Entries taken from a collection:
■ ■ ■ ■ ■
PR #734, opened 2023-01-16
Increase OCM token margin for refresh

dhaus67:
## Description

We have seen in the probe service an error during provisioning:
```
Error: ... retrieving access token via OCM auth type: invalid_grant: Invalid refresh token
```

The OCM offline token was valid, so the assumption is currently the following:
In case the created access token (which expires after 15 minutes) is sligthly before hitting the 1 minute margin of refresh _and_ the request takes a long amount of time to be processed (e.g. retrying due to network timeouts, latency), it might be that the token will be invalid once the request reaches the 
server.

While this may be an unusual event with low probablility, it doesn't hurt to increase the margin to 5 minutes, as the token itself is valid for 15 minutes.

### DIFF
--- a/pkg/client/fleetmanager/auth_ocm.go
+++ b/pkg/client/fleetmanager/auth_ocm.go
@@ -10,7 +10,7 @@ import (
 )
 
 const (
-	ocmTokenExpirationMargin = time.Minute
+	ocmTokenExpirationMargin = 5 * time.Minute
 	ocmClientID              = "cloud-services"
 	ocmAuthName              = "OCM"
 )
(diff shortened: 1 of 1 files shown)


dhaus67:
* main
  * **PR #734** <a href="https://app.graphite.dev/github/pr/stackrox/acs-fleet-manager/734" target="_blank">Graphite</a>  👈

This comment was auto-generated by [Graphite](https://app.graphite.dev/github/pr/stackrox/acs-fleet-manager/734?utm_source=stack-comment).

stehessel (approved):
Might not be the problem, but can't hurt

PR #740, opened 2023-01-17
Revert "Revert "ROX-12344: Add organisation name to central request""

dhaus67:
Reverts stackrox/acs-fleet-manager#736

### DIFF
--- a/Makefile
+++ b/Makefile
@@ -481,7 +481,7 @@ db/start:
 .PHONY: db/start
 
 db/migrate:
-	OCM_ENV=integration $(GO) run ./cmd/fleet-manager migrate
+	$(GO) run ./cmd/fleet-manager migrate
 .PHONY: db/migrate
 
 db/teardown:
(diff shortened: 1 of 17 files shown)


stehessel:
Plan discussed with @mtodor @dhaus67 and @ivan-degtiarenko:

1. Execute migration rollback on stage fleet-manager to remove database `organisation_name` column added in https://github.com/stackrox/acs-fleet-manager/pull/736. Ideally such that the rollback is idempotent.
2. Re-migrate the database schema to add the `organisation_column` again.

The whole issue came up because of the need to cherry-pick a commit *after* the initial database migration had already been performed on stage - with the intention to delay the same migration for prod until a later release. We weren't sure how to handle database rollbacks correctly, so this is considered an exercise to practice the migrations, even though the added column should not cause a problem even without schema rollback/re-migration dance.

stehessel (approved):

stehessel:
After unsuccessful attempt to perform rollback migration, we decided to improve the migration tooling. Merging this to unblock further work, the rollback should be optional here.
■ ■ ■ ■ ■
In full and unchanged, repeat the data above.

Exercise solution
PR #734, opened 2023-01-16
Increase OCM token margin for refresh

dhaus67:
## Description

We have seen in the probe service an error during provisioning:
```
Error: ... retrieving access token via OCM auth type: invalid_grant: Invalid refresh token
```

The OCM offline token was valid, so the assumption is currently the following:
In case the created access token (which expires after 15 minutes) is sligthly before hitting the 1 minute margin of refresh _and_ the request takes a long amount of time to be processed (e.g. retrying due to network timeouts, latency), it might be that the token will be invalid once the request reaches the 
server.

While this may be an unusual event with low probablility, it doesn't hurt to increase the margin to 5 minutes, as the token itself is valid for 15 minutes.

### DIFF
--- a/pkg/client/fleetmanager/auth_ocm.go
+++ b/pkg/client/fleetmanager/auth_ocm.go
@@ -10,7 +10,7 @@ import (
 )
 
 const (
-	ocmTokenExpirationMargin = time.Minute
+	ocmTokenExpirationMargin = 5 * time.Minute
 	ocmClientID              = "cloud-services"
 	ocmAuthName              = "OCM"
 )
(diff shortened: 1 of 1 files shown)


dhaus67:
* main
  * **PR #734** <a href="https://app.graphite.dev/github/pr/stackrox/acs-fleet-manager/734" target="_blank">Graphite</a>  👈

This comment was auto-generated by [Graphite](https://app.graphite.dev/github/pr/stackrox/acs-fleet-manager/734?utm_source=stack-comment).

stehessel (approved):
Might not be the problem, but can't hurt

PR #740, opened 2023-01-17
Revert "Revert "ROX-12344: Add organisation name to central request""

dhaus67:
Reverts stackrox/acs-fleet-manager#736

### DIFF
--- a/Makefile
+++ b/Makefile
@@ -481,7 +481,7 @@ db/start:
 .PHONY: db/start
 
 db/migrate:
-	OCM_ENV=integration $(GO) run ./cmd/fleet-manager migrate
+	$(GO) run ./cmd/fleet-manager migrate
 .PHONY: db/migrate
 
 db/teardown:
(diff shortened: 1 of 17 files shown)


stehessel:
Plan discussed with @mtodor @dhaus67 and @ivan-degtiarenko:

1. Execute migration rollback on stage fleet-manager to remove database `organisation_name` column added in https://github.com/stackrox/acs-fleet-manager/pull/736. Ideally such that the rollback is idempotent.
2. Re-migrate the database schema to add the `organisation_column` again.

The whole issue came up because of the need to cherry-pick a commit *after* the initial database migration had already been performed on stage - with the intention to delay the same migration for prod until a later release. We weren't sure how to handle database rollbacks correctly, so this is considered an exercise to practice the migrations, even though the added column should not cause a problem even without schema rollback/re-migration dance.

stehessel (approved):

stehessel:
After unsuccessful attempt to perform rollback migration, we decided to improve the migration tooling. Merging this to unblock further work, the rollback should be optional here.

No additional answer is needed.